Little could be done to tackle such heinous wildlife crime at that time. Reports of illegal hunting would fall on deaf ears or, at best, the police would make a cursory visit to the crime scene, usually hours after the incident would have been reported. I was obviously very sad and frustrated to witness such killing on a daily basis and it was therefore quite natural for me to volunteer to assist in setting up the first Raptor Camp in 2007 and to participate in every camp organized since then.
The results obtained through these camps have been impressive. During the first camp we could easily feel how our presence would make a difference as the number of shots heard would decrease dramatically within minutes of arriving at any site. The killing of a number of raptors was still witnessed but nowhere near the scale seen before. For the first time, most of the raptors which roosted in Malta were successfully making it to Africa the next day. These impressive results were further improved in subsequent camps as our perseverance paid off and poachers eventually started giving up on their practices.
Data collected through these camps also helped Birdlife to successfully increase pressure on the political front and hunting was banned after 3pm in the peak period for raptor migration in autumn. This ban made it more difficult for poachers to operate and so the number of birds shot decreased even more in subsequent years.
If I had to quantify the number of birds of prey flying low through Malta which successfully continue their journey I’d say – disclaimer: my perception, not scientifically ! – that <10% used to make it before 2007. This increased to around 65% in 2007 and to up to 95% by 2011 – 2013. These figures are really impressive when considering that the presence of the monitoring camps was the only factor that changed between 2006 and 2007.
Unfortunately, the situation degenerated after 2013 due to a number of reasons. The change in Government didn’t help as the incoming administration pledged with the hunters that they would be sympathetic to their cause. I don’t blame the poachers for assuming this sympathy was extended to them too. Hunters’ associations generally portray illegal hunting to be a minor nuisance by a few rogue elements and blame Birdlife for bloating its scale.
The ban on hunting after 3pm was amended to read 6pm, allowing poachers precious additional hours in which they could stay in the field, particularly when raptors are at their most vulnerable, circling low over a wide area to search for a suitable site to roost. The ill-fated referendum on spring hunting in which hunters narrowly won public approval for their barbaric acts further complicated matters.
After being initially shocked with the surveillance of Birdlife and CABS volunteers, poachers eventually became more adept and started doing their abominable practices from places concealed from public views; hidden between trees or from secluded areas surrounded by private land. They were greatly assisted by many otherwise law abiding hunters who, like their associations, went out of their way to assist them by being hostile to our presence and by informing them about our presence.
Poachers are becoming increasingly aware of the limitations of our resources and I have noted they have recently started occupying areas from where they had been “flushed out”. And this is where you birders out there may act – please come and help ! The possibility of serving a good cause just by putting your feet up and basking in the sun in random places in the Maltese countryside should be tempting enough.

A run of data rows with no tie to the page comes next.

PR #530, opened 2017-07-05
gitignore patterns without a trailing slash should match directories too

segevfiner:
gitignore patterns with a trailing slash should match both directories and files, while patterns with a trailing slash should match only directories.

I added a '/?' to any pattern that doesn't end in a slash. Please review if this is the right way to handle this.

Related issue: #526

## Reproduction
A pattern without a trailing slash should match both files and directories:
```sh
git init temp && cd temp
mkdir -p foo/bar
cat > .gitignore <<EOF
bar
EOF
git check-ignore -v foo/bar
```

Output:
```
.gitignore:1:bar.       foo/bar/
```

Dulwich (Before fix):
```py
... 
>>> a.is_ignored('foo/bar/')
# None
```

### DIFF
--- a/dulwich/ignore.py
+++ b/dulwich/ignore.py
@@ -81,6 +81,10 @@ def translate(pat):
                 res = res + b'[' + stuff + b']'
         else:
             res = res + re.escape(c)
+
+    if not res.endswith(b'/'):
+        res = res + b'/?'
+
     return res + b'\Z'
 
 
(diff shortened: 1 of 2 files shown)


jelmer:
That seems reasonable to me, I can't think of any counterexamples. We can always revisit this if we find any.

segevfiner:
@jelmer I played with this in https://github.com/jelmer/dulwich/issues/526#issuecomment-313249344 and it seems to work correctly. For example: It ignores the "\_\_pycache__" directories that are ignored with a pattern without a trailing slash in CPython's .gitignore file.

jelmer:
Great, thanks! I'll close this pull request as this change has been merged.

Issue #543, opened 2017-08-04
diff_tree output differs from git diff


Trane9991:
Hello, 
I'm trying to get and parse diff of 2 commits, and I noticed the difference between diff from git and diff from dulwich.

Diff from dulwich:
```
diff --git a/lala /dev/null
deleted mode 100644
index d800886..0000000
--- a/lala
+++ /dev/null
@@ -1,1 +1,0 @@
-123
\ No newline at end of file
```

Diff from git:
```
diff --git a/lala b/lala
deleted file mode 100644
index d800886..0000000
--- a/lala
+++ /dev/null
@@ -1 +0,0 @@
-123
\ No newline at end of file
```

Then, I'm trying to find added and deleted files between this commits with https://github.com/matiasb/python-unidiff.

unidiff output from dulwich diff:
```
Summary
-------
lala: +0 additions, -1 deletions

1 modified file(s), 0 added file(s), 0 removed file(s)
Total: 0 addition(s), 1 deletion(s)
```

unidiff output from git diff:
```
Summary
-------
lala: +0 additions, -1 deletions

0 modified file(s), 0 added file(s), 1 removed file(s)
Total: 0 addition(s), 1 deletion(s)
```

Removed file not being detected.

Trane9991:
Looks like problem in this line:
`@@ -1,1 +1,0 @@`   it should be `@@ -1,1 +0,0 @@`

PR #544, opened 2017-08-04
Fix unified_diff

Trane9991:
This closes issue #543 

replaced custom unified_diff implementation with the call to difflib.unified_diff


jelmer:
Thanks for the bug report and the patch. Using difflib.unified_diff introduces another difference with the existing git output - it removes the "\ No newline at end of file" lines. Can you patch the existing implementation instead?

Issue #554, opened 2017-08-26
Avoid leaking pre-existing pack instance when adding known pack


earlchew:
```
        """Add a newly appeared pack to the cache by path.
        """
        self._pack_cache[base_name] = pack
```

jelmer:
Merged, thanks!

PR #555, opened 2017-08-26
Issue 554

earlchew:
https://github.com/jelmer/dulwich/issues/554

Included is a second commit that provides a slight simplification of the repack() implementation.


jelmer:
Merged, thanks!

PR #1106, opened 2022-12-13
allow for reuse of existing deltas while creating pack files

stspdotname:
This feature allows the ``dulwich pack-objects`` command to complete in a somewhat reasonable amount of time on small repositories, provided a pack file which can provide deltas already exists.

Reusing deltas from an existing pack file avoids deltification overhead while creating a new pack file. This optimization is especially important when serving clones and fetches from a server.

For testing purposes, add two options to ``dulwich pack-objects``:
  --deltify: enables deltification and delta-reuse
  --no-reuse-deltas: disables delta-reuse during deltification

The write_pack_objects() now accepts an optional Pack file object argument which enables reuse of deltas.

If deltification is enabled and delta-reuse is not explicitly disabled, the pack_objects() routine in porcelain.py picks a suitable pack file for reuse, which is the pack file which contains the largest amount of objects. A delta found in this pack file can be reused if its delta-base will also be part of the generated pack file.

There are some limitations which should be lifted eventually:

Reused deltas are stored as ref-deltas only. There is no logic yet to figure out where the base of a reused offset-delta has been placed in the new pack file.

We decompress deltas for reuse and compress them again when writing them to the new pack file. More code refactoring would be needed to support direct copying from the source pack file in order to avoid re-compression overhead.

### DIFF
--- a/dulwich/cli.py
+++ b/dulwich/cli.py
@@ -523,12 +523,18 @@ class cmd_ls_tree(Command):
 
 class cmd_pack_objects(Command):
     def run(self, args):
-        opts, args = getopt(args, "", ["stdout"])
+        deltify = False
+        reuse_deltas = True
+        opts, args = getopt(args, "", ["stdout", "deltify", "no-reuse-deltas"])
         opts = dict(opts)
         if len(args) < 1 and "--stdout" not in opts.keys():
             print("Usage: dulwich pack-objects basename")
             sys.exit(1)
         object_ids = [line.strip() for line in sys.stdin.readlines()]
+        if "--deltify" in opts.keys():
+            deltify = True
+        if "--no-reuse-deltas" in opts.keys():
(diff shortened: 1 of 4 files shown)


dulwich/cli.py
```diff
@@ -523,12 +523,18 @@ def run(self, args):
 
 class cmd_pack_objects(Command):
     def run(self, args):
-        opts, args = getopt(args, "", ["stdout"])
+        deltify = False
```
jelmer, line 526: Ideally we should migrate this to argparse, like some of the other commands in this file.

jelmer (approved):
I'm not entirely sure about the API - in particular, shouldn't we ideally be comparing against all packs rather than just the largest?

It's a great improvement though. So let's do that, and then we can iterate further.

Thanks!

PR #1108, opened 2022-12-31
Add 'pack-refs' command

### LINKED ISSUE #1107: Add ability to pack refs
With how hg-git manages refs — only updating them on pull or push, and not on commit — I believe it makes sense to me to always pack them. Within the context of hg-git, refs are only updated on push or pull, but read _a lot_ — most commands that display a commit will always decorate it, and that involves reading all refs. In addition, users are also likely to notice after the fact that some branch or tag name cannot be stored on disk, such as a [tag name containing double quotes on Windows](https://foss.heptapod.net/mercurial/hg-git/-/issues/397). With regular Git, that would typically trigger an error on creation or pull, and the user might simply elect to skip that ref — with hg-git, on the other hand the name might already be enshrined in the version control history, and not easily skipped.

So, it makes sense to always pack them, I believe. This should make reading all refs slightly faster, while making updates somewhat slower. That shouldn't be much of an issue in hg-git, though, as it already has to manage a full mapping of commits anyway.

I managed to get this working with the current version of Dulwich, but it seems to me that this code really doesn't belong in hg-git, except possibly as a compatibility workaround. What do you think of adding something like this to Dulwich?

```python
def set_refs(git, new_refs):
    if new_refs:
        f = file.GitFile(os.path.join(git.refs.path, b"packed-refs"), "wb")

        try:
            # reread cached refs from disk, while holding the lock
            packed_refs = git.refs.get_packed_refs()

            for ref in new_refs:
                if ref not in packed_refs and ref_exists(ref, git.refs):
                    del git.refs[ref]

            packed_refs.update(new_refs)

            refs.write_packed_refs(f, packed_refs, git.refs._peeled_refs)
            f.close()

            git.refs._packed_refs = packed_refs
        finally:
            f.abort()
```

danchr:
This contains the following changes:

* [Handle more errors when trying to read a ref](https://github.com/jelmer/dulwich/commit/2339d6a0a8e76573ad1828cd33b3ecfdd859e87b)
   Some files aren't just not there, but actually invalid. Different operating systems handle that differently, but rather than getting cute and specific, treat any error when reading a ref as indicating that it's not there.
  
  (As an example, double quotes raise one type of error on Windows; non-UTF-8 paths another on macOS, and e.g. ZFS on Linux triggers a third if UTF-8 is active.)

  See: https://foss.heptapod.net/mercurial/hg-git/-/issues/397
* [Make the GitFile context manager discard writes on exceptions](https://github.com/jelmer/dulwich/commit/199d7d6d7d9f43c90484a1d2c390602cf706e353)
* [Add 'pack-refs' command](https://github.com/jelmer/dulwich/commit/ae14e4ee8249f2b54c388e9bb42d3a3d7d3918f3)
  Generally speaking, packed refs are much faster to read than file-based refs, when present in large numbers.

Fixes #1107

### DIFF
--- a/dulwich/refs.py
+++ b/dulwich/refs.py
@@ -155,6 +155,15 @@ class RefsContainer(object):
         """
         raise NotImplementedError(self.get_packed_refs)
 
+    def add_packed_refs(self, new_refs: Dict[Ref, Optional[ObjectID]]):
+        """Add the given refs as packed refs.
+
+        Args:
+          new_refs: A mapping of ref names to targets; if a target is None that
+            means remove the ref
+        """
+        raise NotImplementedError(self.add_packed_refs)
+
     def get_peeled(self, name):
         """Return the cached peeled value of a ref, if available.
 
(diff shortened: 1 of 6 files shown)


dulwich/refs.py
```diff
@@ -748,7 +795,10 @@ def read_loose_ref(self, name):
                 else:
                     # Read only the first 40 bytes
                     return header + f.read(40 - len(SYMREF))
-        except (FileNotFoundError, IsADirectoryError, NotADirectoryError):
+        except (OSError, UnicodeError):
```
jelmer, line 798: Since everything here is just dealing with bytes, what situations would you expect UnicodeError to be raised here?

jelmer:
LGTM, thanks! One small inline question

dulwich/refs.py
danchr: I just added it out of an abundance of caution — I'm not sure how it could happen in practice. In particular, I'm not sure how this behaves on Windows…

PR #1146, opened 2023-02-14
client: preserve original url during clone

### LINKED ISSUE #1145: fetch fails on a repo cloned using `porcelain.clone()` when using credentials in the url
```python
from dulwich.porcelain import clone, fetch

url = "https://username:password@www.example.com/repository.git"
repo = clone(url, "test")
fetch(repo)
```
```console
dulwich.client.HTTPUnauthorized: No valid credentials provided
```

This happens because the `AbstractHTTPClient.from_parsedurl()` strips the password from the url,
and set `https://username@www.example.com/repository.git` as remote url. Which is why next `fetch` fails.

skshetry:
Fixes #1145

### DIFF
--- a/dulwich/client.py
+++ b/dulwich/client.py
@@ -2149,12 +2149,6 @@ class AbstractHttpGitClient(GitClient):
         username = parsedurl.username
         if username is not None:
             kwargs["username"] = urlunquote(username)
-        netloc = parsedurl.hostname
-        if parsedurl.port:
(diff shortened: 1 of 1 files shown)


jelmer:
Does this match what C Git does? This was originally done to prevent accidentally leaking credentials.

skshetry:
yes, when you do `git clone https://username:password@server.com`, the whole url is saved to the config.

skshetry:
Thank you @jelmer for a quick review. 🙂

The raptors and other migrants which fly over, whilst not numerate, can be nice too. The occasional Egyptian Vulture or Eleonora’s Falcon might be a lifer for some of you.

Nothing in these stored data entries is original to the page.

PR #1198, opened 2023-07-24
for use with graph.py new pr

kevinhendricks:
Following the logic of actual git, this pr modifies graph.py to use a priority queue and commit time stamps to greatly speed up "can fast forward" calculations by using commit time to know which parent to walk up first and when to stop the search.

The use of commit time stamps necessitates a tweak to the test_graph.py.

### DIFF
--- a/dulwich/graph.py
+++ b/dulwich/graph.py
@@ -66,7 +66,7 @@ class CommitCache(MutableMapping):
 # priority queue using builtin python minheap tools
 # why they do not have a builtin maxheap is simply ridiculous but
 # liveable with integer time stamps using negation
-class WrkLst(object):
+class WorkList(object):
     def __init__(self):
         self.pq = []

Well it’s been busy month for BAWC and all those interested in combatting #wildlifecrime. It was great to discuss our raptor tagging study with many BAWC supporters at the various Hen Harrier Day events earlier this month. Last weekend at Birdfair we had many discussion about the tagging work and how many of you hoped that this really starts to shine a light on what is going on with our raptors in the UK uplands. With so many Hen Harriers tagged in recent years, even if not all the data is yet in the public domain – hopefully Natural England will share the publicly funded results soon. And with shed loads of Golden Eagles being monitored in Scotland, it seems like we are approaching a period of enlightenment when it comes to understanding the movements and fate of our magnificent birds of prey. The BAWC funded study continues to gather data and so far there have been no real surprises. The birds tagged so far have all stayed close to their nest sites with very little movement or dispersal. Visual observations of many of those birds have shown the birds to be in good health and behaving as expected. One bird has been a little more adventurous than the others and has made a significant movement of about 46km – the movement can be seen in the image below (in yellow). A nearby bird has ranged no more than 1-2km.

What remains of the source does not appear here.